"Making predictions is difficult, especially about the future".
This phrase, usually attributed to Danish physicist and Nobel laureate Niels Bohr, humorously sums up the predicament of those who dedicate themselves to anticipating what is to come to find themselves.
The economy is one of the areas where this difficulty is most evident and the failure is most palpable.
Despite this, economists make (and fail to make) predictions daily.
One of the difficulties they face in this task is that the process of producing standard economic indicators is time and labor-intensive, so usually when available they depict a set of conditions economies that existed several weeks or months ago.
It is partly to remedy this problem that some unusual but easier-to-measure indicators have appeared over the decades, sometimes making it possible to spot changes in economic trends more quickly.
BBC World tells you about some of the most unusual indicators used to predict changes in the economy.
- Index of cardboard boxes
This index is based on a simple idea: the more cardboard boxes are produced, the healthier the economy.
Assuming that many consumer goods around the world are packaged in cartons, carton production is a good measure not only of manufacturing activity but also of companies' estimates of their future sales.
Thus, a significant reduction in the use of cartons would indicate the approach of a recession, while an increase would indicate a period of economic expansion.

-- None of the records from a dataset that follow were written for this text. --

PR #1290, opened 2019-07-22
it posts to a feed at least

Kaymo1990:
Able to post and see posts, didn't attempt beyond that.

### DIFF
--- a/app.rb
+++ b/app.rb
@@ -1,0 +1,23 @@
+require 'sinatra/base'
+require './lib/cheets.rb'
+
+class Chitter < Sinatra::Base
+
+  enable :sessions
+
+  get ('/') do
+    @cheets = Cheets.all
+    erb :index
+  end
+
+  get ('/newpost') do
+  end
+
+  post ('/newpost') do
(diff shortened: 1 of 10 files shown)


lib/cheets.rb
```diff
@@ -0,0 +1,34 @@
...
+end
+
+  def self.all
+    if ENV['ENVIRONMENT'] == 'test'
+      connection = PG.connect(dbname: 'cheet_base_test')
+    else
+      connection = PG.connect(dbname: 'cheet_base')
+    end
+    result = connection.exec("SELECT * FROM chitter")
+    result.map { |cheet| cheet['cheet'] }
```
ckettell: Could you add time in here and format?

app.rb
```diff
@@ -0,0 +1,23 @@
...
+class Chitter < Sinatra::Base
+
+  enable :sessions
+
+  get ('/') do
+    @cheets = Cheets.all
+    erb :index
+  end
+
+  get ('/newpost') do
```
ckettell: Could lose this route?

The US Federal Reserve publishes an official index not only on paperboard production but also on paperboard prices. However, Investopedia warns that these indicators are not always consistent with changes in GDP, and therefore recommends using them in conjunction with other indicators.
Another problem is that, given the increase in Internet shopping, it seems foreseeable that cardboard production will continue to increase, even if this will not necessarily take place in a favorable economic environment.
- Skyscraper Index
This indicator establishes a link between the construction of the tallest buildings in the world and the onset of an economic crisis.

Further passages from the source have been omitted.